Last Wednesday, Sens. Brown and Reed wrote to the banking agencies pressing them to cut the cords they believe unduly bind big banks to private-credit companies. The IMF and Bank of England have also pointed to systemic-risk worries in this sector, as have I. Still, FSOC is certainly silent and perhaps even sanguine. This is likely because FSOC is all too often nothing more than the “book-report club” Rohit Chopra described, but it’s also because it plans to use its new systemic-risk standards to govern nonbanks outside the regulatory perimeter by way of cutting the banking-system connections pressed by the senators. Nice thought, but the combination of pending capital rules and the limits of FSOC’s reach means it’s likely to be just thought, not the action needed ahead of the private-credit sector’s fast-rising systemic risk.
One might think that banks would do all they can to curtail private-credit competitors rather than enable them as the senators allege and much recent data substantiate. But big banks back private capital because big banks will do the business they can even when regulators block them from doing the business they want. Jamie Dimon for one isn’t worried that JPMorgan will find itself out in the cold.

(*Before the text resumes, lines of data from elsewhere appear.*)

PR #204, opened 2018-07-20
ZENKO-737: CRR Pause Resume e2e tests - AWS

JianqinWang:


tests/zenko_e2e/backbeat/ReplicationUtility.js
```diff
@@ -561,6 +563,57 @@ class ReplicationUtility {
             return cb();
         });
     }
+    
+    assertNoBlob(containerName, key, cb) {
+        this.azure.getBlobProperties(containerName, key, err => {
+            assert(err.code);
```
bennettbuchanan: Could be worthwhile to assert the error code `BlobNotFound`.

tests/zenko_e2e/backbeat/ReplicationUtility.js
```diff
@@ -561,6 +563,57 @@ class ReplicationUtility {
...
+            return cb();
+        });
+    }
+
+    checkReplicationStatus(locationName, cb) {
```
bennettbuchanan: I like this approach of using helper methods for the test suite. I think this warrants its own utility class since it's querying the backbeat API routes. Perhaps introduce something like `BackbeatAPIUtility`.

tests/zenko_e2e/backbeat/ReplicationUtility.js
```diff
@@ -561,6 +563,57 @@ class ReplicationUtility {
...
+        const hostname = 'zenko.local';
+        let path = '/_/backbeat/api/crr/status';
+        if (locationName) {
+            path = `${path}/${locationName}`;
+        }
+        makeGETRequest(path, (err, res) => {
+            getResponseBody(res, (err, body) => {
```
bennettbuchanan: How come no error checking for the use of `makeGETRequest` and `getResponseBody`?

tests/zenko_e2e/backbeat/ReplicationUtility.js
```diff
@@ -561,6 +563,57 @@ class ReplicationUtility {
...
+    pauseReplication(locationName, cb) {
+        let path = '/_/backbeat/api/crr/pause';
+        if (locationName) {
+            path = `${path}/${locationName}`;
+        }
+        makePOSTRequest(path, '{}', cb);
+    }
+
+    resumeReplication(locationName, schedule, hoursScheduled, cb) {
+        const host = 'zenko.local';
```
dora-korpar: this is used a couple of times in different functions, could be pulled out and made global like `src` & `destLocation`

bennettbuchanan: `host` isn't used. We need to introduce a linter soon! 👌

JianqinWang: this actually is not longer needed here, ty for noticing

tests/zenko_e2e/backbeat/ReplicationUtility.js
```diff
@@ -561,6 +563,57 @@ class ReplicationUtility {
...
+    
+    assertNoBlob(containerName, key, cb) {
+        this.azure.getBlobProperties(containerName, key, err => {
+            assert(err.code);
+            return cb();
+        });
+    }
+
+    checkReplicationStatus(locationName, cb) {
+        const hostname = 'zenko.local';
```
bennettbuchanan: `hostname` isn't used. We need to introduce a linter soon! 👌

dora-korpar: oh, not needed here either then :)

tests/zenko_e2e/backbeat/tests/crr-pause-resume/awsBackend.js
```diff
@@ -0,0 +1,107 @@
...
+const awsUtils = new ReplicationUtility(awsS3Client);
+const srcBucket = `source-bucket-${Date.now()}`;
+const destBucket = process.env.AWS_S3_BACKBEAT_BUCKET_NAME;
+const destLocation = process.env.AWS_DESTINATION_LOCATION;
+const hex = crypto.createHash('md5')
+    .update(Math.random().toString())
+    .digest('hex');
+const keyPrefix = `${srcBucket}/${hex}`;
+const key = `${keyPrefix}/object-to-replicate-${Date.now()}`;
+const copyKey = `${key}-copy`;
```
bennettbuchanan: No need for the `copyKey` or `keyutf8`.

tests/zenko_e2e/backbeat/tests/crr-pause-resume/awsBackend.js
```diff
@@ -0,0 +1,107 @@
...
+        next => scalityUtils.deleteVersionedBucket(srcBucket, next),
+        next => awsUtils.deleteAllVersions(destBucket,
+            `${srcBucket}/${keyPrefix}`, next),
+    ], done));
+
+    after(done => scalityUtils.resumeReplication(null, null, null, done));
+
+    it('should pause and resume replication', done => series([
+        next => scalityUtils.putObject(srcBucket, key, Buffer.alloc(1), next),
+        next => scalityUtils.compareObjectsAWS(srcBucket, destBucket, key,
```
bennettbuchanan: I think we can just wait for replication to complete—i.e. no need to get and compare the objects since that is being tested elsewhere. There is a helper method for this `waitUntilReplicated`. Probably the same applies for tests below that are comparing the objects.

tests/zenko_e2e/backbeat/tests/crr-pause-resume/awsBackend.js
```diff
@@ -0,0 +1,107 @@
...
+        next => scalityUtils.checkReplicationStatus(null, (err, data) => {
+            assert(data[destLocation]);
+            assert.strictEqual(data[destLocation], 'disabled');
+            return next();
+        }),
+    ], done));
+
+    it('should retrieve resume status', done => series([
+        next => scalityUtils.pauseReplication(null, next),
+        next => scalityUtils.checkReplicationStatus(null, (err, data) => {
```
bennettbuchanan: I think it's worthwhile to check for the error to help determine a failure that's unrelated to the assertions.

tests/zenko_e2e/backbeat/tests/crr-pause-resume/awsBackend.js
JianqinWang: keyutf8 removed, copyKey is used

tests/zenko_e2e/backbeat/ReplicationUtility.js
JianqinWang: Removed this function as not relevant to AWS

Of course, sometimes banks should be forced out of high-risk businesses. There is some business banks shouldn’t do because it’s far too risky for entities with direct and implicit taxpayer backstops. This is surely the case with some of the wildly-leveraged loans private-credit companies fund all too often because, even though they know the risk, they hand it over to the borrower’s hapless investors. Banks can’t undertake these sleights of hand unless it’s via the syndicated-loan market and, even there, regulators are on to them.
But, private credit’s arbitrage-based activities aren’t limited to those too toxic for banks to touch. Private creditors can also offer borrowers lower rates than disintermediated banks because banks must charge more to compensate for their cost of capital. The only solution here is to lower bank capital requirements – sometimes warranted, sometimes not – or figure out how to strangle private credit’s access to the banking system and hope that drives borrowers back to its bosom.
This is clearly the senators’ goal and it’s also a critical new aspect of FSOC’s revised systemic-risk identification methodology. But there’s very little that bank regulators can do to stop private credit’s march. Even if the services banks provide are essential – and none appears to be – the agencies can reach only U.S. banks and foreign banks will surely fill a profitable void. Foreign-bank capital standards are also often more accommodating, making them even happier to supplant U.S. banks.
FSOC also can’t touch private creditors directly because none has a safety-and-soundness federal regulator. This leaves FSOC with only lender-by-lender systemic designation. That’s a long, hard slog with a most uncertain ending. And, even if FSOC prevails, much of the sector will still be beyond its clutches.
The obvious solution to this dilemma is to give regulators such as the SEC and CFTC bits of authority over private-credit companies’ broader safety-and-soundness powers. These agencies may now tackle only capital formation, investor protection, and similar hazards. None has the ability to protect a nonbank financial company from itself or insulate counterparties and shareholders from high-risk activities accelerated by the absence of guardrails. But, that it’s hard for Congress even to rein in stablecoins after billions of dollars of losses is ample evidence that Congress can’t do much of anything when it comes to financial standards, let alone those essential for financial stability. Still, it’s a thought that could be turned into meaningful action given that nothing much else will work.